# Rettungseinsatz in Hamburg



## Hering 58 (12. Januar 2021)

Ist ja noch mal gut gegangen.


----------



## Eyecident (12. Januar 2021)

Der Glückliche! Das erinnert mich an meine Kindheit, als ich als kleiner Junge über ein Algenfeld Richtung Ostsee gelaufen bin und ich niemals damit gerechnet habe, dass ich irgendwann durch das Algenfeld durchrutschen konnte. Mein Vater hat mich dann aus der Ostsee gefischt. Meine Mutter hat uns nur abgesetzt und damals waren Handys noch nicht verbreitet. Somit hat wurde ich auch in mehrere Decken eingewickelt und es wurde ein Feuer für mich gemacht. War ein großes Abenteuer damals mit mir als kleiner Junge.
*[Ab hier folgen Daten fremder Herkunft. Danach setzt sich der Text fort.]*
Issue #2799, opened 2026-04-07
[Helm] Automatic configuration of host resource requests


bgoelTT:
Define minimum guarantees and maximum constraints for standard compute resources.

Tasks:
* Implement configurable `resources.requests` and `resources.limits` for CPU and Memory.
* Ensure default requests are inferred from the selected ModelSpec.

Issue #2786, opened 2026-04-06
[Helm] Automated values.yaml Catalogue Generation


bgoelTT:
Develop the Python tooling required to generate the monolithic `values.yaml` catalogue from the existing model_spec.py logic.

Tasks:
* Implement `workflows/generate_helm_values.py` to expand ModelSpecTemplate into a YAML catalogue.
* Structure the models block in `values.yaml` as a two-level map keyed by <model-name> and <device-name>.
* Ensure each leaf node contains full container specifications (image, env, deviceResource, etc.)

bgoelTT:
Clarifying a point of confusion that was not explicitly mentioned in the original Helm design doc: **we should not support any vLLM images <= v0.10.1 as they require an unwieldly docker interface**

PR #2977, opened 2026-04-16
Helm charts, initial version

### LINKED ISSUE #2784: [Helm] Implement core template trinity
Initialize the standard Helm chart directory structure and implement the base resource templates required for the MVP v0.1.0 tt-inference-server chart. 

Specifically, these steps should be perfomed in order:
1. Create Chart.yaml with initial metadata.
2. Implement `templates/service.yaml` supporting ClusterIP by default.
3. Implement `templates/deployment.yaml` for the main inference container.
4. Implement `templates/configmap.yaml` to store the resolved `ModelSpec`'s environment configuration.
  a. Update `templates/deployment.yaml` to use `envFrom.configMapRef` instead of hard-coded environment blocks.
5. Add checksum/spec annotations to the Pod specification in `templates/deployment.yaml` to trigger rolling restarts on config changes. 
6. Define basic `values.yaml` structure to support replicaCount and image parameters.
7. After #2786 is addressed, implement the following (BLOCKED UNTIL ADDRESSED)
  b. Perform ModelSpec lookup via `templates/_helpers.tpl` see example helper below
  c. Template `configmap.yaml`, `service.yaml`, `deployment.yaml` from ModelSpec selection in step 2.

Example `templates/_helpers.tpl`:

Fällt mir nur gerade so ein.


----------



## rolfmoeller (13. Januar 2021)

Eventuell melden sich hier ja Geretteter und Retter.


----------



## Ulf Daubner (29. Januar 2021)

Anglerboard Redaktion schrieb:


> *Am Samstagmorgen musste die Feuerwehr nach St. Georg ausrücken, um einen Angler zu bergen.
> 
> Anhang anzeigen 364138
> *
> ...


Einem Bekannten von mir, obwohl jahrelang erprobt, ist beinahe das gleiche passiert


----------